Es así como la hegemonía es aceptada (a veces sin verla) como la “normalidad”, pues lo que la gente quiere es sentir que entiende; quiere que sus experiencias se traduzcan en significados fijos, “legibles”, capaces de suministrarle la coherencia de la que carece. La legibilidad, anota Zlavoj Zizek, “no es un criterio neutro sino que depende del choque ideológico”, y gana siempre lo que puede leerse con más claridad.

Es pues en este ámbito, el de la hegemonía, donde podemos inscribir a la literatura como subversión –en el sentido discursivo y fundamental que venimos proponiendo, pues la realidad es el efecto del cruce, y del choque permanente, de un sinfín de discursos. La literatura, no pretende (no debería pretender) apropiarse de la realidad mediante su “conocimiento”, tal como lo hace la ciencia, ni preocuparse por la “verdad” de sus enunciados, tal como lo hacía, en otros tiempos, la filosofía, sino que, justamente, la literatura es (o debería ser) construcción del deseo en el acto mismo de la escritura, articulación de los significados y de los significantes que atañen no tanto a lo que el escritor sabe sino a lo que ignora sobre sí mismo.

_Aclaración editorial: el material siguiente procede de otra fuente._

PR #2072, opened 2025-04-28
backward: Add dependency to just grab header

WillAyd:
backward-cpp distributes a a header-only library in addition to the module. The header-only library can be useful as a standalone dependency, especially on systems where the module may be difficult to compile (i.e. Windows)

https://github.com/bombela/backward-cpp?tab=readme-ov-file#installation

### DIFF
--- a/subprojects/backward-cpp.wrap
+++ b/subprojects/backward-cpp.wrap
@@ -8,3 +8,4 @@ patch_directory = backward-cpp
 
 [provide]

Esta concepción de la literatura está, así, lejos de aquellas que la postulan como el sueño de la Historia y como la metáfora de la Realidad, como si la literatura hubiera de ser un satélite de éstas y no una historia y una realidad en sí misma, por sí misma, es decir, una sub-versión de perturbadora audacia ética y estética; y lejos, también, de aquella concepción mercadotécnica que le exige “contar una buena historia”, como si la literatura hubiera de someterse a las leyes del entretenimiento para poder competir con otras formas narrativas que no sólo dan cuenta de una realidad oficial y supuestamente objetiva, sino que también la endulzan hasta hacerla enteramente legible, prácticamente al alcance de cualquier entendimiento, convirtiéndola así en una historia “llena de sentido”, y por lo tanto digna de llevarse a la pantalla grande, o chica.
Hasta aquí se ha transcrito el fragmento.